Recently it was discovered that a researcher in my specific area, social niche construction in animals, likely committed egregious errors, if not outright fraud, throughout his career. While I don't consider myself a behavioral ecologist, my research often dovetails with this group. I was therefore shocked that other researchers were using the case to lambast the study of individual differences in animal behavior as a whole, comparing the act of a single researcher to the replication crisis that plagued the whole field of psychology recently.
At the core of this controversy is common dynamic within most collaborations, a single individual has privileged access to both the organisms and the data collections processes, who then shares the data with other collaborators. For myself, getting an excel file and a short description of how the data was collected, isn't sufficient to truly assess the quality of the data, I need to know about context of the experimental design, data production, and the behavior of the organisms themselves. A lot of my work is observational, looking at patterns of social interactions in semi-naturalistic settings, and measuring how those patterns change over development, or in response to group changes. Such studies require the skill (dare I say the art) of keen observation, a skill that can only be cultivated through months (if not years) of rigorous training and reliability checks with yourself and others.
All data is a limited and indirect representation of the system you are observing. No data is ever “raw”. Each data set is collected under a particular set of circumstances, and is always partial to the limitations of human judgement and design. It takes somebody with broad expertise with an animal system to design and control for such human influences to assure they don’t interfere with the data as much as possible. Even tools that attempt to bypass such human fallibilities, such as deep learning, are designed to be deeply influenced by the structure of information in the world that is often a reflection of human effort and judgement. For better or worse, human judgment is going to be the producer and consumer of data, as no outside force can divine us with pure truth in spreadsheet form. So, what can we do when such human judgment fails us? How can we prevent such failures from reoccurring?

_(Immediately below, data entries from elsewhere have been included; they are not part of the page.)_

PR #266, opened 2026-06-17
fix: handle string-shaped public_key in _get_node_info

mwolter805:
### Summary

`TelemetrySensorManager._get_node_info` and `DeviceTrackerManager._get_node_info` both extract a contact's public key with `contact.get("public_key", {}).get("hex", "")`, assuming `public_key` is a `{"hex": ...}` dict. Coordinator contacts carry `public_key` as a plain hex string. When a `TELEMETRY_RESPONSE` / GPS event arrives for a node that is **not** a tracked repeater, **not** a tracked client, and **not** the root node, the lookup falls through to the contacts loop and raises `AttributeError: 'str' object has no attribute 'get'` on the first string-pubkey contact — killing the event handler before any sensor is created.

Net effect: telemetry / GPS sensors are never created for non-subscribed contacts (e.g. an added contact that answers Req Telemetry gets nothing), and both handlers log one ERROR per event.

### Fix

Route both copies through a new shared helper `utils.extract_pubkey_hex(contact)`:

```python
def extract_pubkey_hex(contact: dict[str, Any]) -> str:
    pk = contact.get("public_key", "")
    if isinstance(pk, dict):
        return pk.get("hex", "")
    return pk or ""
```

It returns the hex string for the current string shape and still handles the legacy `{"hex": ...}` dict shape, so the two previously-duplicated call sites can't silently drift again.

### Testing

- New `tests/test_extract_pubkey_hex.py`: covers string, legacy-dict, and missing/empty (`""`, `None`, `{}`, dict-without-`hex`) shapes; asserts a string-pubkey contact survives the `.startswith()` used in the lookup loop; and guards that both `_get_node_info` copies route through the helper.
- Full test suite green.
- Manually verified on a live instance: a Req Telemetry to a non-subscribed contact now creates its telemetry sensor (channel-1 voltage) instead of raising `AttributeError` and creating nothing.

### DIFF
--- a/custom_components/meshcore/device_tracker.py
+++ b/custom_components/meshcore/device_tracker.py
@@ -20,7 +20,8 @@ from .utils import (
     format_entity_id, 
     build_device_name, 
     get_device_model, 
-    build_device_id
+    build_device_id,
+    extract_pubkey_hex,
 )
 from . import MeshCoreDataUpdateCoordinator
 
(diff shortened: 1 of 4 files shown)


awolden (approved):
lgtm

PR #267, opened 2026-06-17
Push node_status state on event and seed initial value

mwolter805:
## Summary

After an integration restart, the header connection indicator (the `node_status` sensor) can show "Disconnected" while the API is actually connected, until the device next emits an event. Two causes in the `node_status` branch of `MeshCoreSensor.async_added_to_hass`:

1. The `update_status` callback set `_native_value` but never called `async_write_ha_state()`, so the change was not pushed — state only updated incidentally on the next coordinator poll. Every sibling callback in this method (`node_count`, `tx_power`, …) already calls it.
2. No initial value was seeded at setup, so after a restart where the API connected before any event arrived, the sensor sat at `None`.

## Changes

- `update_status` now calls `async_write_ha_state()` so the change is pushed immediately.
- The initial value is seeded from `coordinator.api.connected` in `async_added_to_hass`.

## Testing

Added `tests/test_node_status_state_push.py`, which exercises the real `node_status` branch (asserts the callback pushes state and that the initial value is seeded from the connection state). Full test suite passes (`pytest tests/`).

Also verified on a live Home Assistant instance: after deploying the change and restarting, the `node_status` sensor was set to `online` at integration setup time (its `last_changed` matched the sensor-platform setup timestamp to the millisecond), rather than sitting at `unknown` until a later event.

## Severity

Low/Medium — cosmetic but misleading; self-corrects on the next event.

### DIFF
--- a/custom_components/meshcore/sensor.py
+++ b/custom_components/meshcore/sensor.py
@@ -1025,14 +1025,15 @@ class MeshCoreSensor(CoordinatorEntity, SensorEntity):
 
         if key == "node_status":
             def update_status(event: Event):
-                if self.coordinator.api.connected:
-                    self._native_value = "online"
-                else:
-                    self._native_value = "offline"
+                self._native_value = "online" if self.coordinator.api.connected else "offline"
+                self.async_write_ha_state()
             meshcore.dispatcher.subscribe(
                 None,
                 update_status,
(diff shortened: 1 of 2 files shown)


awolden (approved):
lgtm

PR #268, opened 2026-06-17
fix: quiet benign no_event_received errors from get_msg loops

mwolter805:
## Problem

During a config-entry re-add or a radio-link reconnect, two `get_msg()` loops in `coordinator.py` can receive an `EventType.ERROR` result whose payload is `{'reason': 'no_event_received'}` — a startup/reconnect race where the flush or poll fired before the radio link produced its first event. It has no functional impact (the next cycle recovers), but both loops logged every `EventType.ERROR` result at ERROR, so the benign race surfaced as ERROR-tier log noise:

- `async_flush_messages` → `Error flushing messages: {'reason': 'no_event_received'}`
- the `_async_update_data` safety-net poll → `Error retrieving messages: {'reason': 'no_event_received'}`

## Fix

Route both sites through a shared `_log_get_msg_error(action, payload)` helper that logs the `no_event_received` reason at DEBUG and keeps ERROR — with the original message text — for every other failure, including non-dict payloads.

## Tests

`tests/test_get_msg_error_log_level.py` AST-extracts the real `_log_get_msg_error` helper and asserts `no_event_received` → DEBUG for both actions, that other reasons and non-dict payloads stay ERROR with the original text, plus a guard that both call sites route through the helper.

Verified live on Home Assistant 2026.6.2: with the radio link interrupted, the safety-net poll's `no_event_received` now logs at DEBUG (`Skipped retrieving messages, radio link still coming up`) with zero ERROR lines.

### DIFF
--- a/custom_components/meshcore/coordinator.py
+++ b/custom_components/meshcore/coordinator.py
@@ -69,6 +69,23 @@ _LOGGER = logging.getLogger(__name__)
 MSG_SAFETY_NET_INTERVAL: int = 60
 
 
+def _log_get_msg_error(action: str, payload: Any) -> None:
+    """Log a ``get_msg()`` ERROR result at the appropriate level.
+
+    The ``no_event_received`` reason is a benign startup race: a flush or poll
+    fired before the radio link produced its first event, and the next cycle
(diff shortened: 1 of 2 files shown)


awolden (approved):
lgtm

Issue #265, opened 2026-06-13
HA integration doesnt work, error: Failed to connect


Worthbiggles:
# MeshCore Home Assistant Integration BLE Connection Analysis

### Home Assistant

* Installation Method: Home Assistant OS
* Core Version: 2026.6.2
* Supervisor Version: 2026.06.1
* OS Version: 17.3
* Frontend Version: 20260527.5

### MeshCore

* Integration Version: 2.7.0 (HACS)
* Firmware Version: 1.16.0 (June 2026)
* Hardware: Heltec V4 (ESP32)

### Connection Method

* Bluetooth Low Energy (BLE)
* Device Name: MeshCore-Homebase
* Device Address: F8:5B:1B:A6:7E:25

---

## Initial Symptoms

The MeshCore integration could not be added through Home Assistant.

Initially the Bluetooth subsystem in Home Assistant reported:

> requested auto mode but is operating in passive mode. The scanner is in a bad state and needs to be power cycled.

After a full host reboot, Bluetooth returned to a healthy state and the warning disappeared.

At that point:

* BLE advertisements were visible
* The MeshCore device became visible in Bluetooth advertisements
* The device was marked as connectable

---

## Bluetooth Discovery Verification

Home Assistant successfully discovers the device:

```json
{
  "name":"F8:5B:1B:A6:7E:25",
  "address":"F8:5B:1B:A6:7E:25",
  "rssi":-83,
  "service_uuids":[
    "6e400001-b5a3-f393-e0a9-e50e24dcca9e"
  ],
  "connectable":true
}
```

The advertised service UUID is:

```text
6e400001-b5a3-f393-e0a9-e50e24dcca9e
```

which appears to be the Nordic UART Service (NUS).

This confirms that:

* BLE advertising is working
* Home Assistant receives advertisements correctly
* The device is connectable

---

## Bluetooth Connection Verification

The Home Assistant Bluetooth stack successfully establishes a BLE connection.

Relevant log excerpt:

```text
INFO [custom_components.meshcore.meshcore_api]
Using BLE connection with address F8:5B:1B:A6:7E:25

DEBUG [bleak.backends.bluezdbus.client]
Connecting to device @ F8:5B:1B:A6:7E:25

DEBUG [habluetooth.wrappers]
Connected via hci0
```

This demonstrates that:

* Device discovery succeeds
* Device selection succeeds
* BLE connection establishment succeeds
* BlueZ and Bleak successfully connect to the device

---

[...]

PR #294, opened 2026-06-24
BLE: support passkey-protected companion radios (PIN + BlueZ pairing agent)

drewmccal:
## What

Adds support for BLE companion radios that require a passkey/PIN to pair (e.g. Elecrow ThinkNode-M1). Previously these failed at connect time with `org.bluez.Error.AuthenticationFailed`.

## Why

`bleak`'s `client.pair()` needs a BlueZ pairing agent to supply the passkey. HAOS's default agent is no-input/just-works, so a radio that demands a PIN can never complete bonding from the integration — the connection just fails.

## Changes

- **`CONF_BLE_PIN`** optional field in the BLE config + reconfigure flows (blank = no PIN, normalized to `None`).
- **`ble_pairing_agent.py`** (new): registers an `org.bluez.Agent1` via `dbus_fast` (already present transitively via `bleak`/`habluetooth`, imported lazily) that answers `RequestPasskey`/`RequestPinCode`/`RequestConfirmation`/etc. with the configured PIN. Capability `KeyboardDisplay`. Registered before `create_ble`, unregistered in `finally`.
- **`meshcore_api.py`**: accepts `ble_pin`, registers/unregisters the agent around the BLE connect.
- Translations for the new field.
- Tests: PIN normalization, `create_ble` forwarding, graceful fallback when the agent can't register.

If agent registration fails, connection still proceeds (works for already-bonded / just-works radios), so this is non-regressive for existing setups.


awolden:
nice work, this solves a real gap (#265/#83). but it belongs a layer down in meshcore-py, not here.

the SDK already owns this and is just missing the last piece: `BLEConnection` takes `pin=` and calls `client.pair()` (`ble_cx.py:113-116`), and `create_ble(pin=...)` exposes it. on BlueZ, `pair()` raises a passkey request the default agent can't answer, so the SDK's `pin=` silently does nothing today. your `ble_pairing_agent.py` is exactly the missing piece that makes it work, and it's pure BLE-transport plumbing (raw system DBus, no HA APIs). every meshcore-py consumer hits the same wall: the `meshcore-cli` that's in our own manifest, bots, and the SDK's own example all call `create_ble(pin=...)` and silently fail to pair without it.

since it's not urgent, rather than carry a stopgap here and migrate later, let's do it right. filed meshcore-dev/meshcore_py#92 as the target:

- contribute the agent to meshcore-py, registered/unregistered around the `pair()` call in `ble_cx.py`, guarded by `if pin is not None` with the lazy `dbus_fast` import you already have. a test that doesn't just mock `pair()` would be good (the SDK's current test mocks it, which is why this gap went unnoticed).
- then this PR reduces to the HA-side bits, which are right: collect `CONF_BLE_PIN` in the BLE config flow and pass it through to `create_ble(pin=...)`, and update `installation.md`. drop the DBus module here.

happy to review the meshcore-py PR. the config-flow work stays.

PR #296, opened 2026-06-24
Repeater login & polling resilience: rejection vs timeout, auto path-reset, bounded mesh calls

### LINKED ISSUE #202: Login timing out with larger hop numbers despite repeater responding and providing path.
Our mesh is pretty large and covers two cities. I have a repeater (room server) I would like to monitor that is 6 hops away and roughly ~45km. When attempting to add monitoring to one such repeater the expected anon_request floods out over the mesh. The repeater responds and provides path info but not before the integration times out, and, funnily enough, the path to that contact updates for future attempts despite saying timed out. 

You can see this from the below. Five repeats is a direct path, ~20 repeats is a flood. 

Image

Even with the direct path though the integration is still timing out what seems like right before the response is received. On my personal companion when I log into this node it waits a very very long time before timing out over 6 hops (and then lets me in). These images are from different attempts but you get the idea. 

Image

drewmccal:
Closes #202

## What

Three related robustness fixes for repeater login and polling, all stemming from the same lesson: a stale stored path (or a wedged link) shouldn't look like a generic failure.

### 1. Distinguish login rejection from timeout (config flow)
`send_login_sync` used a tight (~5 s) window and only waited for `LOGIN_SUCCESS`, ignoring `LOGIN_FAILED` — so a wrong password and an unreachable repeater both surfaced as the same vague error. Now `_attempt_login` waits for *both* `LOGIN_SUCCESS` and `LOGIN_FAILED` on a wider window and reports `success` / `rejected` / `timeout` distinctly (`login_failed` vs `login_timeout` error strings).

### 2. Reset stale path → flood and retry on first timeout
A freshly-added or moved repeater has a stale direct path, so the first request silently times out and the Online sensor sits at "unknown" (gray card) until `MAX_FAILURES_BEFORE_PATH_RESET` backoff-spaced failures elapse. `_login_to_repeater` (config flow) and `_call_with_path_recovery` (coordinator) now reset the path to flood and retry **once on the first timeout** — the same thing the iOS app's manual "clear path" did. Applied to the repeater status request, recovery login, and telemetry request. Only fires when a direct path exists (`out_path_len > -1`), so it can't loop while flooding, and it honors `disable_path_reset`.

### 3. Bound every mesh call so a hang can't wedge polling
No mesh call in a repeater poll had a timeout. A wedged BLE/serial link could leave one `await` hanging forever; the poll task then never completed and the "still running, skipping" guard skipped that repeater on every tick until restart (observed with a large `fetch_all_neighbours`). Every mesh call in the poll path is now wrapped in `asyncio.wait_for` (`MESH_COMMAND_TIMEOUT` / `NEIGHBOR_FETCH_TIMEOUT`), turning a hang into an ordinary recoverable failure.

## Tests
`tests/test_path_recovery.py` covers the path-reset-on-timeout logic and the hang-treated-as-no-response behavior.
Tested with a Thinknode M1 and Raspberry Pi 4 running HA.


awolden (changes requested):
the bounded-call timeouts are good, keep those. drop the coordinator first-timeout path reset (`_call_with_path_recovery` on login/status/telemetry):

- stale paths already recover via `MAX_FAILURES_BEFORE_PATH_RESET` (3 failures); this just moves the trigger to the 1st timeout
- `reset_path` forces a flood (region-wide airtime); the 3-strike threshold is a deliberate throttle, we want fewer floods not more
- flip-flop: a successful flood-retry resets the failure counter so backoff never engages, so a marginal node re-floods nearly every poll
- reset + retry sends also bypass the rate limiter

zooming out: a lot of the integration's design is about being a good citizen on the mesh (rate limiter, backoff, the 3-strike threshold). flooding on the first timeout cuts directly against that, it makes us one of the noisier nodes in the region instead of one of the quieter ones. that's the opposite of the direction we want to push.

keep the existing 3-strike reset. rejection-vs-timeout in the add-repeater flow is fine (one-time).

the test is a standalone copy of the method and has drifted from the real one (`sleep(0)` vs `sleep(0.5)`); drive the real coordinator method instead.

One proposed solution is to keep sharing data, to make data as open and transparent as possible. While I am in support of such efforts, I feel they are barely sufficient to protect the integrity of data from those with strong careerist motivations. Already stretched thin, researchers don't have the time to be policing others work constantly, and I worry that the vagueness of “open science” will lead to a more segregated class of “data collectors” and “data analyzers” (cue in the “behavior-omics”) who will get credit for making discoveries. Furthermore, laying the responsibility for data integrity to those with the time does not automatically free ourselves of fallible human biases and nefarious motives.
I am not under any illusions that I have a solution to this issue, but one thing that has consistently troubled me is the willingness of researchers to use data when they have little understanding regarding how the data was produced in relation to the animals being investigated. I used the word produced here intentionally, human labor produces and creates data that we expect to approximate real observations on real organisms. Thus, how “good” or “bad” a dataset is reflect the relationships of the data production processes to the natural history of the organisms being studied. During analysis many potential confounds, misinterpretations, and limitations of the data can be clearly seen by those intimately familiar with the organismal system, but completely lost to those unfamiliar with the system. The idea that researchers need to have some grounded experience with the data production and the organisms they are investigating often conflicts with the proposed solutions offered by strong advocates of open data, who believe that transparency alone may be enough. However, it’s my opinion that researchers must have expertise with the organisms they are investigating to collectively assess when the data is so out of character to suggest either potential errors, or exciting discoveries.
This brings me back to the opportunistic use of one misguided researcher to discredit the whole concept of social niche construction. No, the field itself is not in crisis. Many in the field (myself included) were suspicious of the data and the near supernatural productivity of the person in question. But yes, those in animal behavior need to be more cautious about how they approach behavioral data. Frankly put, those analyzing the data from other labs who use unfamiliar animal systems should at least gain extensive experience with those animals, and at best have a role in collecting the data themselves (if possible, running the experiments/observations in their own lab before analyzing shared data). When fraudulent players extend their data beyond the capabilities of what animals do, those with deep expertise with those animals are best suited to catch such intentional errors. Keep your eyes on the animals, as they are ultimately the ground truth from which accurate data will be assessed.